[Opening SOURCE INFORMATION section]

PR #1170, opened 2024-08-09
[WebApp] Generate default passkey name

vitto-moz:
https://www.notion.so/saladtech/FE-Add-default-passkey-name-generating-functionality-84f0c3e25da14816aa2dcb69b08ca809?pvs=4

### DIFF
--- a/packages/web-app/src/modules/passkey-setup/components/utils.ts
+++ b/packages/web-app/src/modules/passkey-setup/components/utils.ts
@@ -1,8 +1,5 @@
 const getBrowserName = () => {
-  const opera = navigator.userAgent.indexOf('OPR') !== -1
-  console.log('opera ===> ', opera)
   if (navigator.userAgent.indexOf('Opera') !== -1 || navigator.userAgent.indexOf('OPR') !== -1) {
-    console.log('test ===> ')
     return 'Opera'
     // @ts-ignore
   } else if (navigator.userAgent.indexOf('Edg') !== -1) {
@@ -18,7 +15,7 @@ const getBrowserName = () => {
     //IF IE > 10
     return 'IE'
   } else {
-    return 'Unknown'
+    return 'Unknown Browser'
   }
 }
 
@@ -38,7 +35,7 @@ const getOsName = () => {
   } else if (/iPhone|iPad|iPod/.test(userAgent)) {
     os = 'iOS'
   } else {
-    os = 'Unknown'
+    os = 'Unknown OS'
   }
 
   return os
--- a/packages/web-app/src/modules/passkey-setup/components/utils.ts
+++ b/packages/web-app/src/modules/passkey-setup/components/utils.ts
@@ -1,0 +1,49 @@
+const getBrowserName = () => {
+  const opera = navigator.userAgent.indexOf('OPR') !== -1
+  console.log('opera ===> ', opera)
+  if (navigator.userAgent.indexOf('Opera') !== -1 || navigator.userAgent.indexOf('OPR') !== -1) {
+    console.log('test ===> ')
+    return 'Opera'
+    // @ts-ignore
+  } else if (navigator.userAgent.indexOf('Edg') !== -1) {
+    return 'Edge'
+  } else if (navigator.userAgent.indexOf('Chrome') !== -1) {
+    return 'Chrome'
+  } else if (navigator.userAgent.indexOf('Safari') !== -1) {
+    return 'Safari'
+  } else if (navigator.userAgent.indexOf('Firefox') !== -1) {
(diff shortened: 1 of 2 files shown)


packages/web-app/src/modules/passkey-setup/components/utils.ts
```diff
@@ -0,0 +1,49 @@
+const getBrowserName = () => {
+  const opera = navigator.userAgent.indexOf('OPR') !== -1
+  console.log('opera ===> ', opera)
```
Maks19, line 3: I think we can remove it now

packages/web-app/src/modules/passkey-setup/components/utils.ts
```diff
@@ -0,0 +1,49 @@
...
+  if (navigator.userAgent.indexOf('Opera') !== -1 || navigator.userAgent.indexOf('OPR') !== -1) {
+    console.log('test ===> ')
```
Maks19, line 5: I think we can remove it now

packages/web-app/src/modules/passkey-setup/components/utils.ts
```diff
@@ -0,0 +1,49 @@
+const getBrowserName = () => {
+  const opera = navigator.userAgent.indexOf('OPR') !== -1
```
Maks19, line 2: Why do you declare opera here, and not in if function?

packages/web-app/src/modules/passkey-setup/components/utils.ts
```diff
@@ -0,0 +1,49 @@
...
+  console.log('opera ===> ', opera)
+  if (navigator.userAgent.indexOf('Opera') !== -1 || navigator.userAgent.indexOf('OPR') !== -1) {
+    console.log('test ===> ')
+    return 'Opera'
+    // @ts-ignore
+  } else if (navigator.userAgent.indexOf('Edg') !== -1) {
```
Maks19, line 8: It looks like switch case construction. Why do you use if else?

packages/web-app/src/modules/passkey-setup/components/utils.ts
```diff
@@ -0,0 +1,49 @@
...
+  } else if (navigator.userAgent.indexOf('Safari') !== -1) {
+    return 'Safari'
+  } else if (navigator.userAgent.indexOf('Firefox') !== -1) {
+    return 'Firefox'
+    // @ts-ignore
+  } else if (navigator.userAgent.indexOf('MSIE') !== -1 || !!document.documentMode === true) {
+    //IF IE > 10
+    return 'IE'
+  } else {
+    return 'Unknown'
```
Maks19, line 21: What do you think about using more meaningful default names if we can't get browser and os?
For example, 'Default Passkey', as we had previously.

Maks19 (changes requested):

packages/web-app/src/modules/passkey-setup/components/utils.ts
vitto-moz: Could you suggest desired refactor code?

packages/web-app/src/modules/passkey-setup/components/utils.ts
vitto-moz: changed to "Unknown Browser"

packages/web-app/src/modules/passkey-setup/components/utils.ts
vitto-moz: this line is not necessary at all 
removed

packages/web-app/src/modules/passkey-setup/components/utils.ts
Maks19:
```
switch (true) {
  case userAgent.indexOf('Opera') !== -1 || userAgent.indexOf('OPR') !== -1:
    return 'Opera';

  case userAgent.indexOf('Edg') !== -1:
    return 'Edge';

  case userAgent.indexOf('Chrome') !== -1:
    return 'Chrome';

  case userAgent.indexOf('Safari') !== -1:
    return 'Safari';

  case userAgent.indexOf('Firefox') !== -1:
    return 'Firefox';

  case userAgent.indexOf('MSIE') !== -1 || !!document.documentMode === true:
    return 'IE';

  default:
    return 'Unknown Browser';
}
```

Maks19: Any reason to use if else instead of switch(true)?

vitto-moz: refactored to switch

Maks19 (approved):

[Closing SOURCE INFORMATION section]

INSTRUCTIONS TO FOLLOW
Determine how many lines above contain "vitto" and respond with that number only.

WRITTEN SOLUTION
5